TIP: This parameter not only applies to query requests, but to any kind of request to Solr.
== echoParams Parameter
The `echoParams` parameter controls what information about request parameters is included in the response header.
The `echoParams` parameter accepts the following values:
* `explicit`: This is the default value. Only parameters included in the actual request, plus the `_` parameter (which is a 64-bit numeric timestamp) will be added to the `params` section of the response header.
* `all`: Include all request parameters that contributed to the query. This will include everything defined in the request handler definition found in `solrconfig.xml` as well as parameters included with the request, plus the `_` parameter. If a parameter is included in the request handler definition AND the request, it will appear multiple times in the response header.
* `none`: Entirely removes the `params` section of the response header. No information about the request parameters will be available in the response.
Here is an example of a JSON response where the echoParams parameter was not included, so the default of `explicit` is active. The request URL that created this response included three parameters - `q`, `wt`, and `indent`:
[source,json]
----
{
"responseHeader": {
"status": 0,
"QTime": 0,
"params": {
"q": "solr",
"indent": "true",
"wt": "json",
"_": "1458227751857"
}
},
"response": {
"numFound": 0,
"start": 0,
"docs": []
}
}
----
This is what happens if a similar request is sent that adds `echoParams=all` to the three parameters used in the previous example:
[source,json]
----
{
"responseHeader": {
"status": 0,
"QTime": 0,
"params": {
"q": "solr",
"df": "text",
"preferLocalShards": "false",
"indent": "true",
"echoParams": "all",
"rows": "10",
"wt": "json",
"_": "1458228887287"
}
},
"response": {
"numFound": 0,
"start": 0,
"docs": []
}
}
----
== minExactCount Parameter
When this parameter is used, Solr will count the number of hits accurately at least until this value. After that, Solr can skip over documents that don't have a score high enough to enter in the top N. This can greatly improve performance of search queries. On the other hand, when this parameter is used, the `numFound` may not be exact, and may instead be an approximation.

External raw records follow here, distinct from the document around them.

PR #1312, opened 2021-02-12
refactor(tocco-ui): make panel clickable

yilkur:
Refs: TOCDEV-3193
Changelog: Make panel header clickable so it can also expand the panel

### DIFF
--- a/packages/tocco-ui/src/Panel/PanelHeaderFooter.js
+++ b/packages/tocco-ui/src/Panel/PanelHeaderFooter.js
@@ -8,37 +8,33 @@ import Ball from '../Ball'
  * <Panel.Header/> and <Panel.Footer/> contain by default a button to toggle the visibility state of <Panel.Body>.
  * Header and footer can contain any content. If both are displayed is up to the implementer.
  */
-class PanelHeaderFooter extends React.PureComponent {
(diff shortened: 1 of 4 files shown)


packages/tocco-ui/src/Panel/PanelHeaderFooter.js
```diff
@@ -78,4 +76,4 @@ PanelHeaderFooter.propTypes = {
   })
 }
 
-export default PanelHeaderFooter
+export default memo(PanelHeaderFooter)
```
MethodenMann, line 79: I think memo is not really necessary here?

packages/tocco-ui/src/Panel/PanelHeaderFooter.js
```diff
@@ -8,21 +8,20 @@ import Ball from '../Ball'
...
+const PanelHeaderFooter = ({
+  children,
+  isFramed,
+  isOpen,
+  isToggleable,
+  showToggler,
+  toggleOpenState,
+  options
+}) => {
+  return (
```
MethodenMann, line 20: return could be omitted

MethodenMann (approved):

PR #1345, opened 2021-03-02
handle information exceptions

PadPalon:
Refs: TOCDEV-3097
Changelog: Handle information exceptions from the server in forms, delete action and a general fallback.

### DIFF
--- a/packages/app-extensions/src/rest/rest.js
+++ b/packages/app-extensions/src/rest/rest.js
@@ -1,8 +1,10 @@
-import {call} from 'redux-saga/effects'
+import {call, put} from 'redux-saga/effects'
 import {v4 as uuid} from 'uuid'
 
 import {sendRequest} from './request'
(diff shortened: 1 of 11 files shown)


packages/app-extensions/src/rest/rest.js
```diff
@@ -42,15 +44,30 @@ export const setNullBusinessUnit = value => {
...
+      sendRequest,
+      requestData.url,
+      requestData.options,
+      options.acceptedErrorCodes,
+      options.acceptedStatusCodes
+    )
+    response = yield call(handleClientQuestion, response, requestData, options)
+    return response
+  } catch (error) {
+    if (error instanceof InformationError) {
```
MethodenMann, line 58: As far as i understand this is the fallback handling. Would move it to a separate function and set a function name that suggest, that its a fallback.

MethodenMann (approved):

PR #1371, opened 2021-03-11
feat(two-factor-connector): Add external event `onResize`

rzueger:
This event is fired whenever the size of the screen (resp. its height)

The `numFoundExact` boolean attribute is included in all responses, indicating if the `numFound` value is exact or an approximation. If it's an approximation, the real number of hits for the query is guaranteed to be greater or equal `numFound`.
More about approximate document counting and `minExactCount`:
* The documents returned in the response are guaranteed to be the docs with the top scores. This parameter will not make Solr skip documents that are to be returned in the response, it will only allow Solr to skip counting docs that, while they match the query, their score is low enough to not be in the top N.
* Providing `minExactCount` doesn't guarantee that Solr will use approximate hit counting (and thus, provide the speedup). Some types of queries, or other parameters (like if facets are requested) will require accurate counting.
* Approximate counting can only be used when sorting by `score desc` first (which is the default sort in Solr). Other fields can be used after `score desc`, but if any other type of sorting is used before score, then the approximation won't be applied.
* When doing distributed queries across multiple shards, each shard will accurately count hits until `minExactCount` (which means the query could be hitting `numShards * minExactCount` docs and `numFound` in the response would still be accurate)
For example:
[source,text]
q=quick brown fox&minExactCount=100&rows=10
[source,json]
----
"response": {
"numFound": 153,
"start": 0,
"numFoundExact": false,
"docs": [{"doc1"}]
}
----
Since `numFoundExact=false`, we know the number of documents matching the query is greater or equal to 153. If we specify a higher value for `minExactCount`:
[source,text]
q=quick brown fox&minExactCount=200&rows=10
[source,json]
----
"response": {
"numFound": 163,
"start": 0,
"numFoundExact": true,
"docs": [{"doc1"}]
}
----
In this case we know that `163` is the exact number of hits for the query. Both queries must have returned the same number of documents in the top 10.